# Exercise objective
The word "import" marks the lines to report; pull each of them from the listing.
Top of Data supplied
PR #60, opened 2020-07-09
Add Mexico map

aroquev00:
Added a Mexico Map where I plan to include some suggested destinations (routes as well?) when traveling here. Page is getting too long so also planning on splitting it up.
image

### DIFF
--- a/aroquev/src/main/webapp/script.js
+++ b/aroquev/src/main/webapp/script.js
@@ -330,6 +330,7 @@ function deleteAllComments() {
 }
 
 function onDOMLoad() {
+  createMap();
   buildWriteCommentsBox();
   getServletComments();
 }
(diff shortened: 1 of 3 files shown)


aroquev/src/main/webapp/script.js
```diff
@@ -396,3 +397,10 @@ function submitComment(commentForm) {
     commentForm.reset();
   });
 }
+
+/** Creates a map and adds it to the page. */
+function createMap() {
+  const map = new google.maps.Map(
+      document.getElementById('map'),
+      {center: {lat: 23.167, lng: -101.842}, zoom: 5});
```
brettapeters, line 405: Consider extracting the coordinates object and naming it something descriptive.

PR #62, opened 2020-07-10
Select indicator

pamelalozano16:
#38  PR Type

- [ ] Bugfix
- [ ] Feature

## What is the new behavior?

The user can now select what indicator he wants to see and according to the last update of that indicator the API is called with that year.

## Other information
Screenshot 2020-07-10 at 13 23 33 - Display 2

### DIFF
--- a/pamelalozano/src/main/webapp/maps.js
+++ b/pamelalozano/src/main/webapp/maps.js
@@ -45,7 +45,7 @@ async function createMapChart(indicatorCode, indicatorName, year){
   });
     
       google.charts.setOnLoadCallback(drawRegionsMap);
-    console.log(indicatorCode+" "+indicatorName)
+
       async function drawRegionsMap() {
 
         //ToDo: The indicator code will be the name of the selected indicator in the input element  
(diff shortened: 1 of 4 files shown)


pamelalozano/src/main/webapp/maps.js
```diff
@@ -13,7 +13,31 @@
...
+    document.getElementById("map").innerHTML="";
+    let  form = document.getElementById("selectIndicator");
+    let selected = form.options[form.selectedIndex];
+    let year = checkIndicatorYear(selected.value);
+    document.getElementById("indicatorTitle").innerText=selected.text+" - "+year;
+    createMapChart(selected.value, selected.text, year);
+})
+
+/* Returns the year with the last available information of each indicator*/
+function checkIndicatorYear(indicator) {
```
brettapeters, line 27: A map might be a better than a switch statement for this lookup.

```js
const indicatorYear = {
  'ER.PTD.TOTL.ZS': 2018,
  ...
};
```

```js
let year = indicatorYear[selected.value];
```

pamelalozano16: Okay thanks! Done :)

PR #70, opened 2020-07-14
Add TDD files

aroquev00:
Just add the TDD project files.
I moved the portfolio into its folder and kept the TDD in another folder.


seanjohnite:
ooh can you fix the build? i think you probably just have to change the clouldbuild file

aroquev00:
Mmm like the pom.xml?

aroquev00:
I think it fails because it does not pass the tests yet...

aroquev00:
No wait that is not it

aroquev/.gitignore
```diff
@@ -1 +1 @@
-target/*
+*target/*
```
brettapeters, line 1: You can put a .gitignore in a subdirectory and it will apply to that dir & its subdirectories only.

PR #79, opened 2020-07-22
Add Servlet Context listener and Counter and Realtime DAO

aroquev00:
In terms of functionality this does the same thing. However, the app now has DAOs which allow to separate the code logic from the connection to the Realtime Database. RealtimeDao is the implementation of CounterDao and in the servlet it is referenced to retrieve and update the values of the counter in the Realtime DB. I added a ContextListener which is initiated when the app is first run and all servlets can access it (this is where the Firestore DAO is). DataServlet now updates the counter using this DAO.


src/main/java/com/google/sps/daos/RealtimeDao.java
```diff
@@ -0,0 +1,74 @@
...
+
+    } catch(IOException ie) {
+      ie.printStackTrace();
+    }
+    
+  }
+
+  @Override
+  public Counter getCounter() {
+    return counter;
```
brettapeters, line 61: Should this be reading the current counter value from the db?

src/main/java/com/google/sps/util/QuizzyContextListener.java
```diff
@@ -0,0 +1,26 @@
...
+  @Override
+  public void contextDestroyed(javax.servlet.ServletContextEvent event) {
+  }
+
+  @Override
+  public void contextInitialized(ServletContextEvent event) {
+    // This function is called when the application starts and will safely set a few required
+    // context attributes such as the RealtimeDao
+
+    RealtimeDao dao = (RealtimeDao) event.getServletContext().getAttribute("dao");
```
brettapeters, line 20: You can just use the interface type (CounterDao) instead of the more precise implementation type (RealtimeDao)

src/main/java/com/google/sps/daos/RealtimeDao.java
```diff
@@ -0,0 +1,74 @@
...
+public class RealtimeDao implements CounterDao {
+  
+  private Counter counter;
+
+  private DatabaseReference realtimeDb;
+
+  public RealtimeDao() {
+
+    try {
+      FirebaseOptions options = new FirebaseOptions.Builder()
```
brettapeters, line 25: You might want to initialize Firebase in the ServletContextListener and then pass the app instance to this constructor. That way, any other DAOs in the future can reuse it.

I also think it will give you an error if you try to initialize Firebase more than once.

src/main/java/com/google/sps/daos/RealtimeDao.java
aroquev00: Okay so this is a design question I have: the way it is now, because of the listener added at the top of the file, counter gets updated every time there is a change, so the idea is that returning counter should mean that that counter is the most up to date counter. However, this is not very good design right? It should query the DB every time it is asked to do so right? Also, we probably would be wasting CPU on updating the variable counter even though it is not consulted by the user?

src/main/java/com/google/sps/util/QuizzyContextListener.java
aroquev00: Done.

src/main/java/com/google/sps/daos/RealtimeDao.java
brettapeters: 1) It looks like the `counter` in memory here is never updated. So the code in `doGet()` will always result in writing `1`

2) You should be updating the counter value inside a [transaction](https://firebase.google.com/docs/database/admin/save-data#section-transactions). In the (probable) case that two requests to update the counter are being handled at the same time, they will both write the same value to the db unless you do the counter read/write inside a transaction.

aroquev00: Regarding point 1, doesn't it get updated in line 43?

Agree with point #2, will do!

brettapeters: Oh I see. You still have the same problem with concurrent updates using stale data doing it that way.

aroquev00: Gotcha, aside from that, do you think that there would be a point on keeping the `counter` object in memory or should I just query it and send it to the user every time it is requested?

brettapeters: Yeah it should be read from the db every time. The db is the single source of truth.

src/main/java/com/google/sps/daos/RealtimeDao.java
aroquev00: Done.

aroquev00:
I changed it so that now the counter is updated through a transaction so that there is no missed information. The counter is not retrieved in the server because the client will be listening to it.

PR #82, opened 2020-07-24
Connect back front realtime

aroquev00:
So this is the thing that should work, but doesn't... Everything is hooked up, running locally the client listens to the Realtime DB and does update the counter when it is updated through the servlet via a POST request to servlet /incrase. The thing is that when deployed, the servlet does not connect to the realtimeDB we can see in the console (https://quizzy-step-2020.firebaseio.com/). How to test it? Click on the Vote button `n` times. You will see that the counter is not updated. Then make a get request by going to https://quizzy-step-2020.uc.r.appspot.com/store. By doing this, the servlet queries the Realtime DB counter value (which has you magical `n` number) and stores it in Firestore. You should be able to see that here https://firebase.corp.google.com/project/quizzy-step-2020/database/firestore/data~2Fcounter~2FNiqBOLKdR7hXBWk4Awa5 as a new document in the `counter` collection. If this was not clear, ping me so that I can explain over GVC!
Here is the deployed one as usual: https://quizzy-step-2020.uc.r.appspot.com/


aroquev00:
Okay I think it's ready now and hooked up with Firestore: https://quizzy-step-2020.uc.r.appspot.com/

src/main/webapp/index.html
```diff
@@ -18,11 +18,15 @@
...
+  <link rel="icon" 
+      type="image/png" 
+      href="images/noogler-hat.png">
+
   <!-- Disable tap highlight on IE -->
   <meta name="msapplication-tap-highlight" content="no">
 
   <!-- Web Application Manifest -->
-  <link rel="manifest" href="manifest.json">
+  <!-- <link rel="manifest" href="manifest.json"> -->
```
seanjohnite, line 29: maybe just delete this guy?

aroquev00: Done.

src/main/webapp/index.html
```diff
@@ -105,6 +106,7 @@ <h1 id="counter"></h1>
   <script src="https://www.gstatic.com/firebasejs/7.16.1/firebase-performance.js"></script>
   <script src="https://www.gstatic.com/firebasejs/7.16.1/firebase-auth.js"></script>
   <script src="https://www.gstatic.com/firebasejs/7.16.1/firebase-firestore.js"></script>
+  <script src="https://www.gstatic.com/firebasejs/7.16.1/firebase-database.js"></script>
```
thefredo1000, line 109: I think this is not required anymore.

aroquev00: Yeah you're right, thanks!

brettapeters:
I wonder how we can avoid the long delay when the app hasn't been used in a while?? Probably not worth worrying about too much, but I am curious why it behaves this way.

PR #85, opened 2020-07-27
Create room

pamelalozano16:
#84 PR Type

- [ ] Bugfix
- [x] Feature

## What is the new behavior?

The "/newRoom" creates a new room for a specific game (right now its hard coded), saves that game id and saves the liveRoom id in that game document. When you get "/startGame" the isActive in live room becomes true, in that moment it's going to get the questions and answers and if you go to "/joinRoom" it joins to the actual room, the one that it was just created (for testing reasons). Later it will join whatever room is passed.


src/main/java/com/google/sps/daos/DatabaseRoomDao.java
```diff
@@ -0,0 +1,75 @@
...
+
+    newRoomRef.set(data);
+
+    //Room document is now created
+    this.actualRoom = newRoomRef.getId();
+
+   //Updates game document and adds liveRoom id
+   Map<String, Object> update = new HashMap<>();
+   update.put("liveRoom", this.actualRoom);
+   ApiFuture<WriteResult> writeResult = firestoreDb.collection("games").document(this.gameId).set(update, SetOptions.merge());
```
aroquev00, line 50: Just gotta figure out how we are going to handle the multiple games using same questions thing.

src/main/java/com/google/sps/daos/DatabaseRoomDao.java
```diff
@@ -0,0 +1,75 @@
...
+    firestoreDb.collection("liveRooms").document(roomId).collection("members").add(data);
+  }
+
+ @Override
+ public void startGame(){
+    Map<String, Object> update = new HashMap<>();
+    update.put("isActive", true);
+    ApiFuture<WriteResult> writeResult = firestoreDb.collection("liveRooms").document(this.actualRoom).set(update, SetOptions.merge());
+ }
+}
```
aroquev00, line 75: add newline?

src/main/java/com/google/sps/daos/RoomDao.java
```diff
@@ -0,0 +1,8 @@
+package com.google.sps.daos;
+
+public interface RoomDao {
+  public String createNewRoom(String gameId);
+  public String getActualRoom();
+  public void startGame();
+  public void joinRoom(String roomId, String uId);
+}
```
aroquev00, line 8: newline?

src/main/java/com/google/sps/servlets/CreateRoomServlet.java
```diff
@@ -0,0 +1,39 @@
...
+    
+    String json = new Gson().toJson(jsonObj);
+    response.getWriter().println(json);
+  }
+
+  @Override
+  public void doPost(HttpServletRequest request, HttpServletResponse response) throws IOException {
+    // Generate room key
+    RoomDao dao = (RoomDao) this.getServletContext().getAttribute("roomDao");
+    dao.createNewRoom("5GoXkueDimFjk1wEBLhV");
```
thefredo1000, line 35: Isn't `RoomDao` an interface?
```suggestion
    DatabaseRoomDao dao = (RoomDao) this.getServletContext().getAttribute("roomDao");
    dao.createNewRoom("5GoXkueDimFjk1wEBLhV");
```

src/main/java/com/google/sps/servlets/StartGame.java
```diff
@@ -0,0 +1,34 @@
...
+    dao.startGame();
+    //Todo: get room's game and get questions
+
+    response.getWriter().println(dao.getActualRoom());
+  }
+
+  @Override
+  public void doPost(HttpServletRequest request, HttpServletResponse response) throws IOException {
+
+  }
```
thefredo1000, line 32: Delete?

src/main/java/com/google/sps/servlets/CreateRoomServlet.java
aroquev00: Yes it is, but @brettapeters told us that this is the best way to have the DAO.

brettapeters: Right. Same as you would write `List<String> names = new ArrayList<>();` `List` is an interface and `ArrayList` is an implementation of a `List`. This servlet doesn't need to know which implementation of RoomDao it's using.

brettapeters: Kind of sort of related to the "I" in SOLID. https://en.wikipedia.org/wiki/SOLID

src/main/java/com/google/sps/daos/DatabaseRoomDao.java
```diff
@@ -0,0 +1,75 @@
...
+
+    return this.actualRoom;
+  }
+ 
+ @Override
+  public String getActualRoom() {
+      return this.actualRoom;
+  }
+
+  @Override
```
brettapeters, line 61: I feel like there should be a separation between `RoomDao` and a `Room` where `RoomDao` just deals with CRUD operations on a `Room`, and `Room` is just a POJO.

`joinRoom` and `startGame` seem like they could both be represented as "updates" to a `Room` entity.

src/main/java/com/google/sps/servlets/StartGame.java
aroquev00: I think she has it in doGet for now, but later it will be in doPost because you send a POST request to start a new game right?

src/main/java/com/google/sps/daos/DatabaseRoomDao.java
aroquev00: @brettapeters so if the purpose of `joinRoom` is to just add a member to the DB's list of members for a given room so that the client can listen to it how do you think we should separate? Maybe in the Servlet creating a `Room` instance that represents the actual state of the room in the DB and update it there and then save the updated `Room` instance to the DB?

src/main/java/com/google/sps/servlets/StartGame.java
pamelalozano16: Yes exactly I think it's going to be useful later but I can delete it for now

src/main/java/com/google/sps/daos/DatabaseRoomDao.java
pamelalozano16: Yeah so I think Brett means creating a Room entity and then using the Dao to modify it, like the questions example in the design doc, and once modified local pass the update of the Room entity to the db ? @brettapeters

src/main/java/com/google/sps/daos/DatabaseRoomDao.java
pamelalozano16: Yeahh I think as we move on we'll figure out that part

src/main/java/com/google/sps/daos/DatabaseRoomDao.java
```diff
@@ -0,0 +1,75 @@
...
+import com.google.cloud.firestore.DocumentSnapshot;
+import com.google.cloud.firestore.WriteResult;
+import com.google.firestore.v1.StructuredQuery.CollectionSelector;
+
+public class DatabaseRoomDao implements RoomDao {
+
+  private DatabaseReference roomsDBReference;
+  private Firestore firestoreDb;
+  private String actualRoom;
+  private String gameId;
```
brettapeters, line 22: Since `gameId` is part of a `Room`, does the servlet need to store a reference to it?

src/main/java/com/google/sps/daos/DatabaseRoomDao.java
```diff
@@ -0,0 +1,75 @@
...
+
+  public DatabaseRoomDao(Firestore firestoreDb) {
+    this.firestoreDb = firestoreDb;
+  }
+  
+  @Override
+  public String createNewRoom(String gameId) {
```
brettapeters, line 29: Maybe this should take a `Room` instance as its argument. `public Room create(Room room);`

src/main/java/com/google/sps/servlets/StartGame.java
```diff
@@ -0,0 +1,29 @@
...
+
+@WebServlet("/startGame")
+public class StartGame extends HttpServlet {
+  
+  @Override
+  public void doGet(HttpServletRequest request, HttpServletResponse response) throws IOException { 
+
+    // Activate room
+    RoomDao dao = (RoomDao) this.getServletContext().getAttribute("roomDao");
+    dao.startGame();
```
seanjohnite, line 23: I think Brett is right here. If we want to do something like `thing.startGame()`, that thing should probably not be the RoomDao. Maybe RoomHelper/GameInstanceHelper or something?

src/main/java/com/google/sps/daos/DatabaseRoomDao.java
seanjohnite: Right.. Another way to ask the same question: what happens to the `gameId` and `actualRoom` properties if more than one room exists where games are being played?

pamelalozano16: Each room has its own game? So if you want to play a game it generates its own room, you can't play several games in one room because it's the 'game instance'. But I till delete it from the dao it's not necessary there.

src/main/java/com/google/sps/daos/DatabaseRoomDao.java
pamelalozano16: Oh yeah true let me do it

src/main/java/com/google/sps/servlets/StartGame.java
pamelalozano16: Yeah it is better I will try to change everything tomorrow :)

aroquev00:
Yeah I think we should refactor the names so that it's ´GameInstance´

src/main/java/com/google/sps/daos/DatabaseRoomDao.java
pamelalozano16: Can you look the changes ?? I created the room inside the createNewRoom method, instead of passing it as an argument, is it the same or is it better this way?

src/main/java/com/google/sps/servlets/StartGame.java
pamelalozano16: I'll do this after this PR merge :)

src/main/java/com/google/sps/daos/DatabaseRoomDao.java
```diff
@@ -0,0 +1,75 @@
...
+  public String getActualRoom() {
+      return this.actualRoom;
+  }
+
+  @Override
+  public void joinRoom(String roomId, String uId) {
+    Map<String, Object> data = new HashMap<>();
+    data.put("UID", uId);
+
+    firestoreDb.collection("liveRooms").document(roomId).collection("members").add(data);
```
seanjohnite: This is adding to the members collection rather than the members list, right?

src/main/java/com/google/sps/daos/DatabaseRoomDao.java
seanjohnite: Yes, but this is the implementation of the interface that handles interacting with the database, correct? So this is assuming that only one room/game exists at a time in the whole world, right?

src/main/java/com/google/sps/daos/DatabaseRoomDao.java
```diff
@@ -0,0 +1,75 @@
...
+import com.google.firestore.v1.StructuredQuery.CollectionSelector;
+
+import com.google.sps.data.Member;
+import com.google.sps.data.Room;
+
+public class DatabaseRoomDao implements RoomDao {
+
+  private DatabaseReference roomsDBReference;
+  private Firestore firestoreDb;
+  private String actualRoom;
```
seanjohnite, line 28: This is not used anymore correct? Also `roomsDBReference`

src/main/java/com/google/sps/daos/DatabaseRoomDao.java
pamelalozano16: Yess I changed that in the next commit

src/main/java/com/google/sps/daos/DatabaseRoomDao.java
pamelalozano16: Yess you are right, done!

src/main/java/com/google/sps/daos/DatabaseRoomDao.java
brettapeters: It can work this way. My reasoning for passing a `Room` instance here is to keep the method signature more flexible. `Room` can have fields added/removed in the future but the DAO wouldn't have to change. If gameId is the only bit of info ever needed to construct a new game, then this will work.

PR #61, opened 2024-07-17
Updated speeds to reflect new numbers when benchmarked with the same …

divrawal:
Updated table with benchmark numbers to reflect when timings were done in the same region (source/bucket).

- [x] Tests pass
Bottom of Data supplied
# Task response
+import com.google.cloud.firestore.DocumentSnapshot;
+import com.google.cloud.firestore.WriteResult;
+import com.google.firestore.v1.StructuredQuery.CollectionSelector;
+import com.google.firestore.v1.StructuredQuery.CollectionSelector;
+import com.google.sps.data.Member;
+import com.google.sps.data.Room;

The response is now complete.